"Recently, a senior church statesman candidly told me that to even suggest it, is like 'whistling in the wind'. Perhaps it would admit there are those within their own systems who engage in such activities," M V Tronson surmised.
Nonetheless, he believes that this is too important a subject to be ignored and young seminarians (theological students) should at least be given the rudiments of protecting themselves as part of their training. To illustrate the devious nature of any damaging politics, he cites none other than Winston Churchill.
The ABC Summer Radio National's James Carlton interviewed the retiring Clerk of the Senate Ian Harris (21 December 2009) who told the story of a fresh 'House of Commons' parliamentarian in the 1930's who seated himself beside the seasoned Winston Churchill. This young man said to Churchill that he couldn't wait to get into 'the enemy, those opposite' (The Parliamentary Opposition).
Churchill's response was, "Dear boy, they are not your enemy, it is those sitting beside you."
With this in mind, he cites the following example with permission. The Reverend Hon. Dr Gordon Moyes A.C. MLA in his book 'Leaving a Legacy' reveals how a fellow Uniting Church Minister laid a charge against him and how, in effect, to defend himself within the 'structures' he had to 'philosophically' do triple mid air somersaults and a tap dance, to protect his name and ministry.
Gordon Moyes is the highest profile Evangelical and Non-Conformist Christian Minister in Australia and at the time of this incident, he was Superintendent of Wesley Mission in Sydney. Unfortunately, there was no love lost between the 'theological positions' of Dr Moyes and the Uniting Church hierarchy.
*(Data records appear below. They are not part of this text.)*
PR #134, opened 2019-03-06
Do not mark if element should be ignored

roesslerj:


src/main/java/de/retest/recheck/ui/diff/ElementDifference.java
```diff
@@ -48,15 +48,18 @@ public ElementDifference( final Element element, final AttributesDifference attr
 		this.childDifferences.addAll( childDifferences );
 	}
 
-	public Screenshot mark( final Screenshot screenshot ) {
+	public Screenshot mark( final Screenshot screenshot, final ShouldIgnore ignore ) {
 		if ( screenshot == null ) {
 			return null;
 		}
 		final List<Rectangle> marks = new ArrayList<>();
```
beatngu13, line 55: Just passing by here… 😊 You could also use a stream, something like:

```java
final List<Rectangle> marks = childDifferences == null ? Collections.emptyList() : childDifferences.stream() //
		.flatMap( diff -> diff.getNonEmptyDifferences().stream() ) //
		.filter( elementDiff -> !ignore.shouldIgnoreElement( element ) ) //
		.filter( elementDiff -> !elementDiff.getAttributeDifferences( ignore ).isEmpty() ) //
		.map( elementDiff -> AttributeUtil.getAbsoluteOutline( elementDiff.getIdentifyingAttributes() ) ) //
		.collect( Collectors.toList() );
```

roesslerj: But this is optional, right. I mean stream-API is not the new `must use`.

beatngu13 (approved):

src/main/java/de/retest/recheck/ui/diff/ElementDifference.java
beatngu13: That's why I said "you *could*". It was just a comment, take it easy. 😉

PR #142, opened 2019-03-12
Improve default files and point to documentation

roesslerj:


src/main/resources/default-recheck.ignore
```diff
@@ -1 +1,13 @@
...
+# matcher: retestid=div-b4f23, attribute: font.*
+
+# To ignore whole subtrees, use e.g. xpath:
+# matcher: xpath=HTML[1]/BODY[1]/DIV[1]/DIV[1]/DIV[1]
+
+# To ignore attributes globally, use 
+# attribute=class
+
+# More details and examples can be found here:
+# https://github.com/retest/docs/blob/master/docs/recheck/how-ignore-works-in-recheck.md
```
beatngu13: I would suggest to always link against the deployed documentation: https://retest.github.io/docs/recheck/how-ignore-works-in-recheck/.

src/main/resources/default-recheck.ignore.js
```diff
@@ -1 +1,9 @@
-// Ignore for recheck. Please do not delete, even if they appear to be empty
+// Here you can implement ignore rules for recheck in javascript.
+// Please do not delete this file, even if it is empty.
+
+// You can implement either of these two functions:
+// shouldIgnoreElement(element)
+// shouldIgnoreAttributeDifference(element, diff)
+
+// You can find more details and example rules at: 
+// https://github.com/retest/docs/blob/master/docs/recheck/how-ignore-works-in-recheck.md
```
beatngu13: Here too: https://retest.github.io/docs/recheck/how-ignore-works-in-recheck/.

src/main/resources/default-recheck.ignore
roesslerj: Yes please, and it's also way shorter...

src/main/resources/default-recheck.ignore
```diff
@@ -1 +1,13 @@
...
+# matcher: retestid=div-b4f23, attribute: font.*
+
+# To ignore whole subtrees, use e.g. xpath:
+# matcher: xpath=HTML[1]/BODY[1]/DIV[1]/DIV[1]/DIV[1]
+
+# To ignore attributes globally, use 
+# attribute=class
+
+# More details and examples can be found here:
+# https://retest.github.io/docs/recheck/how-ignore-works-in-recheck/
```
modulo11, line 13: Maybe we should just link to the main page.

roesslerj: In case we have a page for a specific topic ... why not link to it?

beatngu13 (approved):

PR #154, opened 2019-03-21
Fix ignore loading

beatngu13:
I've reverted fc48b8a63ccb0c2c7d5234a0a1600431534f19ad because `Files.lines(…)` in `GlobalIgnoreApplier.load()` doesn't read in the terminating empty line break at the end, which would again cause a diff in the VCS. However, I think this is already an improvement.


src/test/java/de/retest/recheck/review/workers/LoadShouldIgnoreWorkerTest.java
```diff
@@ -0,0 +1,54 @@
...
+
+		System.setProperty( RETEST_PROJECT_ROOT, configFolder.toString() );
+	}
+
+	@Test
+	@SystemProperty( key = RETEST_PROJECT_ROOT )
+	void loaded_ignore_file_should_match_default_ignore_file() throws Exception {
+		final LoadShouldIgnoreWorker cut = new LoadShouldIgnoreWorker( NopCounter.getInstance() );
+		final GlobalIgnoreApplier globalIgnoreApplier = cut.load();
+		final List<String> loadedIgnoreFileLines = globalIgnoreApplier.persist().getIgnores().stream() //
```
diba1013: Couldn't you just load and save via `SaveShouldIgnoreWorker` and check if the files are equal?
`assertThat( file ).hasSameContentAs( other )`

src/main/java/de/retest/recheck/review/ignore/ShouldIgnoreEmptyLineLoader.java
```diff
@@ -0,0 +1,54 @@
...
+
+import de.retest.recheck.ignore.ShouldIgnore;
+import de.retest.recheck.review.ignore.ShouldIgnoreEmptyLineLoader.ShouldIgnoreEmptyLine;
+import de.retest.recheck.review.ignore.io.Loader;
+import de.retest.recheck.ui.descriptors.Element;
+import de.retest.recheck.ui.diff.AttributeDifference;
+
+public class ShouldIgnoreEmptyLineLoader implements Loader<ShouldIgnoreEmptyLine> {
+
+	public static class ShouldIgnoreEmptyLine implements ShouldIgnore {
```
diba1013: This is the same as `ShouldIgnoreComment` should we merge these?

src/main/java/de/retest/recheck/review/ignore/io/Loaders.java
```diff
@@ -72,9 +74,7 @@ private Loaders() {}
 	}
 
 	public static Stream<?> load( final Stream<String> lines ) {
-		return lines.map( String::trim ) //
-				.filter( StringUtils::isNotEmpty ) //
-				.map( Loaders::load );
+		return lines.map( Loaders::load );
```
diba1013, line 74: We need to take care that users know that they should not indent their rules, else there will be an exception. Or we could add a loader that, in the end, tries to trim and delegates to another loader.

src/main/resources/default-recheck.ignore
```diff
@@ -10,4 +10,4 @@
 # attribute=class
 
 # More details and examples can be found here:
-# https://retest.github.io/docs/recheck/how-ignore-works-in-recheck/
+# https://retest.github.io/docs/recheck/how-ignore-works-in-recheck/
```
diba1013: Any comment on why revert. Seems like the stackoverflow answer is reasonable.

diba1013 (changes requested):

beatngu13:
I think I have now also resolved the file ending issue. `JSShouldIgnoreLoader` has:

```java
@Override
public String save( final JSShouldIgnoreImpl ignore ) {
	return "";
}
```

Which creates unnecessary file content. I now filter it on save.

src/main/java/de/retest/recheck/review/workers/SaveShouldIgnoreWorker.java
```diff
@@ -21,13 +24,16 @@ public SaveShouldIgnoreWorker( final GlobalIgnoreApplier applier ) {
...
 
 	public void save() throws IOException {
-		final Optional<Path> path = RecheckIgnoreUtil.getIgnoreFile();
+		final Optional<Path> ignoreFile = RecheckIgnoreUtil.getIgnoreFile();
 		final PersistableGlobalIgnoreApplier persist = applier.persist();
 
-		final Stream<String> save = Loaders.save( persist.getIgnores().stream() );
+		// Filter JSShouldIgnore because that would create unnecessary file content.
+		final Stream<ShouldIgnore> ignores = persist.getIgnores().stream() //
+				.filter( ((Predicate<ShouldIgnore>) JSShouldIgnoreImpl.class::isInstance).negate() );
```
diba1013: Which is more readable?
```suggestion
				.filter( (ignore -> !(ignore instanceof JSShouldIgnoreImpl) );
```

src/main/java/de/retest/recheck/review/ignore/ShouldIgnorePreserveLineLoader.java
```diff
@@ -0,0 +1,75 @@
...
+		}
+
+		final boolean onlyWhiteSpace = StringUtils.isWhitespace( line );
+		if ( onlyWhiteSpace ) {
+			return true;
+		}
+
+		final boolean leadingWhitespace = Character.isWhitespace( line.charAt( 0 ) );
+		if ( leadingWhitespace ) {
+			log.warn( "Please remove leading whitespace from the following line:" );
```
diba1013: Just minor. If we have multiple parallel log output, this line would be lost. I would merge this into one line.
```suggestion
			log.warn( "Please remove leading whitespace from the following line:\n{}", line );
```

src/main/java/de/retest/recheck/review/ignore/ShouldIgnorePreserveLineLoader.java
```diff
@@ -0,0 +1,75 @@
...
+			log.warn( "{}", line );
+			return true;
+		}
+
+		return false;
```
diba1013, line 61: Since this loader is the last one anyways, should we always preserve lines, but add a warning (then we need to ensure that this is last, e.g. add a comment)? Otherwise there is an exception thrown.

diba1013 (changes requested):

src/main/java/de/retest/recheck/review/ignore/ShouldIgnorePreserveLineLoader.java
beatngu13: Although it is true that an exception is thrown, the last loader is actually `JSShouldIgnoreImpl`. We should probably remove `JSShouldIgnoreImpl` from here and also change the default implementation of `canLoad( String )`.

However, I think this belongs in a different PR, respectively, multiple PRs, not this one.

diba1013 (approved):

PR #155, opened 2019-03-21
Max pixel diff

beatngu13:
Draft for a general approach to ignore pixel diffs. Will wait for the next innovations & ideas meeting, but what do you think? Usage is quite simple:

```java
RecheckOptions opts = RecheckOptions.builder().maxPixelDiff(5.0).build();
Recheck re = new RecheckImpl(opts);
```


diba1013:
I would make this configurable i.e. via ignore. I've got some ideas coming up in my workshop. We might need therefore https://github.com/retest/recheck-web/issues/182.

beatngu13:
> I would make this configurable i.e. via ignore.

Since ignores are additive, you can use both. We already use a similar approach:

https://github.com/retest/recheck-web/blob/master/.retest/recheck.ignore.js

>I've got some ideas coming up in my workshop. We might need therefore [retest/recheck-web#182](https://github.com/retest/recheck-web/issues/182).

Sounds good! 👍

beatngu13:
Will open another draft with an ignore-based solution.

Mark Tronson, a Baptist Minister and Australian cricket chaplain has been honoured to be mentored for over 30 years by Dr Moyes. He is now in a position to return some of that consideration, and has suggested to Gordon Moyes that he might consider assisting by becoming an occasional 'Visiting Fellow' on 'Church Politics' to Australian Theological Seminaries.
M V Tronson has been published widely on this subject and in his view, his experience of 'church politics' served to strengthen him, which sometimes is the effect of those in similar situations.
These last ten years in Christian Ministry he says have been his 'most productive to date'. The Lord has seen fit to further honour and show remarkable blessing to his and his wife Delma's ministry. Strange as it may be, this too is often the situation in Christian ministry.
"For some years now, I've been keen to see those theological students with 'rose coloured glasses' gain some insights as to what they may need to confront in their own future ministries," M V Tronson explained
Seminary students should be advised of the importance of seeking counsel when they feel overwhelmed by events out of their control, or simply weary of helping cope with the problems of others. 'Caring for the carers' is provided by people such as the Reverend Dr Rowland Croucher from John Mark Ministries based in Melbourne, who ministers to wounded ministers and pastors, and sadly on the most part 'after the event'.
M V Tronson further explained. "One suggestion is an annual seminar on this subject.
There are those in each denomination who have come through the mill of church politics who may well be ideal to serve as consultants in this area of church life."
A very helpful web site in dealing with church politics is the video series by US Presbyterian minister the Reverend Stephen Brown on his Pooped Pastors web site.